Belen police are cracking down on cat and canine owners
The Belen police officials want residents to corral their cats and canines.
Officials say more pet owners have been issued citations for animals are running at large or for pets that aren't confined to a specific property.
Each citation is $50, plus $29 in court courts for owners found in violation of the two ordinances.
"We are really getting a lot of reports from surrounding counties and cities about a rise in dog bites," said Vidal Torres, the city's animal control officer. "We've had several incidences this year. We are just trying to keep control over the animals that are (running) at-large."
Torres said he picks up six to seven dead animals each morning that are loose and that have apparently hit by a vehicle or killed by another animal.
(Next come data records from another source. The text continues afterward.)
PR #564, opened 2025-04-22
IWF-786: update libraries to fix bot vulnerability alerts

dlukiantsev:
Updated libraries:
- golang.org/x/net 
- google.golang.org/protobuf
- github.com/gin-gonic/gin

Twenty-three citations have been issued in the month of February.
Security officer Eddie Jaramillo, who helps animal control, estimates the amount of citations from the past year to this year has tripled.
The restraint of animals ordinance says, "all persons owning or having charge, custody, care or control of any animal shall keep such animal restrained to his own premises. When dogs are out of their premises, they must be under leash of not more than eight feet in length and under the control of the owner or his designee."
The running-at-large ordinance is similar, and says animals that run freely outside of a confined property are "declared to be a nuisance, a menace to the public health and safety."
Animals must be restrained on a specific property by a fence or tether at all times.
Belen Police Chief Dan Robb said loose animals has caused some residents to break their exercise routines.
"It's increased a lot," Robb said. "It's become a quality-of-life issue for the residents here in Belen. Some people don't want to go for walks anymore because there are dogs everywhere."
The Belen Police Department posted a reminder of the ordinance on its Facebook page, and will post a message in city water bills next month.
Torres said animal control officers get 90 percent of its complaints about dogs who get into trash cans rather than in reference to a dangerous incident. He said there have been a few animal owners who have received multiple citations.
Jaramillo said cats cause trouble with canines in the city.
"It's not just dogs, it's cats as well," Jaramillo said. "Everyone thinks it's OK to let allow cats run around at night. That's just causing the dogs in the neighborhood to bark."
At first, officials were issuing warnings with not much success.
Robb said once the department started issuing citations, the number of complaints went down.
He said officials will continue to write citations to offenders. Hopefully, residents will get the message, he said.
"Ultimately, our goal is compliance," the police chief said.